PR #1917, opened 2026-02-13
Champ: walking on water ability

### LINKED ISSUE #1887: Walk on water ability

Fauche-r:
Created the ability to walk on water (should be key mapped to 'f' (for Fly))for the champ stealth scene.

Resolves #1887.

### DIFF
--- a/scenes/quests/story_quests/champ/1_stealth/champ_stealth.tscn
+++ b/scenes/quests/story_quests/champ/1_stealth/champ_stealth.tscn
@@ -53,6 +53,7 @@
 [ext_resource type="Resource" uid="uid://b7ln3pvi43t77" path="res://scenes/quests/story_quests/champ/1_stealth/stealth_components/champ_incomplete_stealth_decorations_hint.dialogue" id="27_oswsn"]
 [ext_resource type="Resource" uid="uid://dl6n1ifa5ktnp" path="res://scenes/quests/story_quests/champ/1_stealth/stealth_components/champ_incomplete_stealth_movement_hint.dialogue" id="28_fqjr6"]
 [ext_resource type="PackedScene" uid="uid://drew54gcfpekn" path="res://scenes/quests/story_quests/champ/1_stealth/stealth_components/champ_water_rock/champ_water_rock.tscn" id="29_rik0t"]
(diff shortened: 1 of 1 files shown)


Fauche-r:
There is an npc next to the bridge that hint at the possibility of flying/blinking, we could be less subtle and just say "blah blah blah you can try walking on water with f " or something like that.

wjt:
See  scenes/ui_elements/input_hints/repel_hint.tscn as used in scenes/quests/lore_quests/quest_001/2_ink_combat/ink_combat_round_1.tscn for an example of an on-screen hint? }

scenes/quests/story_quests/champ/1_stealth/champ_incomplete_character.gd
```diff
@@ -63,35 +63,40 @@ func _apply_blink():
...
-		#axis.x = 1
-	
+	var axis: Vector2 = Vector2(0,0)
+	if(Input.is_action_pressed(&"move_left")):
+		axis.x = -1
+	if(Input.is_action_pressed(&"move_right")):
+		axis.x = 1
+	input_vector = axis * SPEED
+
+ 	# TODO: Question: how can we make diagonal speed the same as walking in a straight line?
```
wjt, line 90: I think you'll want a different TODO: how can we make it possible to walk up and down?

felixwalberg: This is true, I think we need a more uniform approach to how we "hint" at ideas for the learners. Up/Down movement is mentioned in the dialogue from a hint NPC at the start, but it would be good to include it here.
******************************
What is needed - Which lines in the data above hold the word "ability"? Return each of them.

Result -
Champ: walking on water ability
### LINKED ISSUE #1887: Walk on water ability
Created the ability to walk on water (should be key mapped to 'f' (for Fly))for the champ stealth scene.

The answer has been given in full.